- League: LNBP
- Founded: 2017; 9 years ago
- History: Barreteros de Zacatecas (2001–2016) Mineros de Zacatecas (2017–present)
- Arena: Gimnasio Marcelino González
- Capacity: 3,458
- Location: Zacatecas, Zacatecas
- Team colors: Red, white, gray
- President: Rubén Ramos Escobedo
- Head coach: Facundo Müller
- Ownership: Grupo ISLO
| Home | Away |

= Mineros de Zacatecas (basketball) =

Mineros de Zacatecas (English: Zacatecas Miners) is a Mexican professional basketball team based in the city of Zacatecas, Zacatecas. The Mineros are part of the Liga Nacional de Baloncesto Profesional, the top professional basketball league in Mexico. The team plays its home games at the Gimnasio Marcelino González, with a capacity of 3,458 spectators.

==History==
The franchise was originally founded in 2001 as the Barreteros de Zacatecas and started playing in Liga Nacional de Baloncesto Profesional in 2004. In 2017, the team was purchased by the Government of the State of Zacatecas for 2.5 million pesos (around US$130,000) and rebranded as Mineros for the 2018–17 season.
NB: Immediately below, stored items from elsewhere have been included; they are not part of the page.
PR #5135, opened 2021-01-16
[ cabal ] relax bounds on bytestring, time, and tasty-*

andreasabel:
[ cabal ] relax bounds on bytestring, time, and tasty-*

Addresses complaints by `cabal outdated`.

What stack concerns, liberal upper bounds are preferable.
Testing on GHA/travis...

PR #5137, opened 2021-01-16
[ travis ] require cabal version >= 2.2

andreasabel:
Require cabal version >= 2.2 on travis. See #4770 and https://github.com/agda/agda/pull/5135#issuecomment-761559724.

- ghc 8.0: cabal 1.24 not supported by hvr's haskell CI
- ghc 8.2: cabal 2.0 problems with --only-dependencies !?

### DIFF
--- a/.travis.yml
+++ b/.travis.yml
@@ -105,6 +105,13 @@ jobs:
     - <<: *complete-job
       env: GHC_VER=8.4.4 CABAL_VER=2.2
     - <<: *complete-job
-      env: GHC_VER=8.2.2 CABAL_VER=2.0
+      env: GHC_VER=8.2.2 CABAL_VER=2.2
     - <<: *complete-job
-      env: GHC_VER=8.0.2 CABAL_VER=1.24
+      env: GHC_VER=8.0.2 CABAL_VER=2.2
+    # Andreas, 2021-01-16: Problems with older cabal versions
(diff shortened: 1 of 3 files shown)


asr:
I didn't see any problem with this PR but I disagree with using other versions of `cabal-install`. See the reason [here](https://github.com/agda/agda/issues/4770#issuecomment-761563783).

L-TChen:
Previously the Travis CI failed to build dependencies of Agda separately, so it now tries to build Agda directly and here is another issue ([the log](https://travis-ci.org/github/agda/agda/jobs/757927230)):
```
...
cabal: The following packages are likely to be broken by the reinstalls:
xml-1.3.14
test-framework-0.8.2.0
test-framework-hunit-0.3.0.2
regex-posix-0.96.0.0
pretty-show-1.10
Use --force-reinstalls if you want to install anyway.
```
I am not very familiar with `cabal-install`, so I am not sure if it is really safe to pass `--force-reinstalls`.

L-TChen:
Even with `--force-reinstalls`, `cabal-install` fails to build Agda with GHC 8.2.2 and GHC 8.0.2 anyway: https://travis-ci.org/github/agda/agda/jobs/758013300

andreasabel:
Travis is gone...

L-TChen:
!?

The team's name, colors and logo are very similar to the football club Mineros de Zacatecas of the Liga de Expansión MX, the second level division of Mexican football.

In September 2026. Gimnasio Marcelino González hosted the Copa Value. A mid-season event of the LNBP that brings together the eight top-ranked teams in the league halfway through the regular season.Mineros obtained the championship at their home court after defeating Astros de Jalisco in the final 87-71.